Supplied records →
• • •

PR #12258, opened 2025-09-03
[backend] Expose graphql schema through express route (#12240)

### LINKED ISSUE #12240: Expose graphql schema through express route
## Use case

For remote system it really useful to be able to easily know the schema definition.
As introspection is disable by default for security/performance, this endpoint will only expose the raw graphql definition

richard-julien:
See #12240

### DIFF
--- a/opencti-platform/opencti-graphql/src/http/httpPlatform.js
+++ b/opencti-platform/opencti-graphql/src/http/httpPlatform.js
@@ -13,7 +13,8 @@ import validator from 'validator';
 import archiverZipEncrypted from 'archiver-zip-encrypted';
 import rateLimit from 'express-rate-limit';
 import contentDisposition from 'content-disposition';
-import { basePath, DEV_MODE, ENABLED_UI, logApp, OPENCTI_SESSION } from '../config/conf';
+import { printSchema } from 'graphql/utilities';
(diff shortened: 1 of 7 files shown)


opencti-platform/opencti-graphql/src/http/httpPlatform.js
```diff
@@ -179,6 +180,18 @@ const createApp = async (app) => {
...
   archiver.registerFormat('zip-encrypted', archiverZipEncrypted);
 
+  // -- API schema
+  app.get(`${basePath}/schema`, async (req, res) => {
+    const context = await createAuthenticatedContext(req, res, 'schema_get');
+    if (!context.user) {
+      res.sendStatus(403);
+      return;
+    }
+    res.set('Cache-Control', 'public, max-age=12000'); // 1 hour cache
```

• • •

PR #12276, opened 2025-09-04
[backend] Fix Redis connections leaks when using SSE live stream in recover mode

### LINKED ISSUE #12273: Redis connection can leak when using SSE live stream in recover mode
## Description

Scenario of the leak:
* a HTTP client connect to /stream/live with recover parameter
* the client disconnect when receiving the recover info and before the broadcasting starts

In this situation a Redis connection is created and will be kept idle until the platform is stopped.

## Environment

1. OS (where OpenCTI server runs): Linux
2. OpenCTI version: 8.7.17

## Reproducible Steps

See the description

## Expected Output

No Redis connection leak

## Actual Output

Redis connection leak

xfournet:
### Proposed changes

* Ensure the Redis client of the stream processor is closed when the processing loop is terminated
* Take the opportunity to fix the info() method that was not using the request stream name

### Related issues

• • •

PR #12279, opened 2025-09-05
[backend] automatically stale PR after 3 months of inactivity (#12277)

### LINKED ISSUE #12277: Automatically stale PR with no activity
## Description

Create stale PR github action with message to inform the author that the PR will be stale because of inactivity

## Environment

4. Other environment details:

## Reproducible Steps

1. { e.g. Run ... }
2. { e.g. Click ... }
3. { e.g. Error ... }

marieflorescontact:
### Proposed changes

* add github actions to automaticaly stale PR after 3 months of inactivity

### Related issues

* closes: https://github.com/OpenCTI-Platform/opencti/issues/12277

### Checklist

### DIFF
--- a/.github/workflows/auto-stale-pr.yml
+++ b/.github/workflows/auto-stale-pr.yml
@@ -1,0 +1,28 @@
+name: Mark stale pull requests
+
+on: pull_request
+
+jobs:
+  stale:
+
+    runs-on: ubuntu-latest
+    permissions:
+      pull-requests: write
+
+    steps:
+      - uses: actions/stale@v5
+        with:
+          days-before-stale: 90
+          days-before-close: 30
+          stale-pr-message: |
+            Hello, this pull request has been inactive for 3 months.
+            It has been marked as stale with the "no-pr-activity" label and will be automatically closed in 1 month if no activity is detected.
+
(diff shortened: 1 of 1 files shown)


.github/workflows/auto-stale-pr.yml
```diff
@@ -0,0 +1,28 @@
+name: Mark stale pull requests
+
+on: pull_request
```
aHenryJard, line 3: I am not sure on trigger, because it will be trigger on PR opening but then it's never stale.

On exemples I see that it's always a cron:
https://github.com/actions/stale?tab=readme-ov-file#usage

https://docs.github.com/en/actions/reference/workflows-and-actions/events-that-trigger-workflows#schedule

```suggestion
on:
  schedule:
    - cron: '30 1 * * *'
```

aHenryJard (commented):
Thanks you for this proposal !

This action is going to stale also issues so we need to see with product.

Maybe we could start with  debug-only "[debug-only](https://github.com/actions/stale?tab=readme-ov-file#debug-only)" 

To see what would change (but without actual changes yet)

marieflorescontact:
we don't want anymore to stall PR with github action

• • •

Directions for this task →
Which lines of the records above contain the word "client"? Report each one.

Response for this exercise →
* a HTTP client connect to /stream/live with recover parameter
* the client disconnect when receiving the recover info and before the broadcasting starts
* Ensure the Redis client of the stream processor is closed when the processing loop is terminated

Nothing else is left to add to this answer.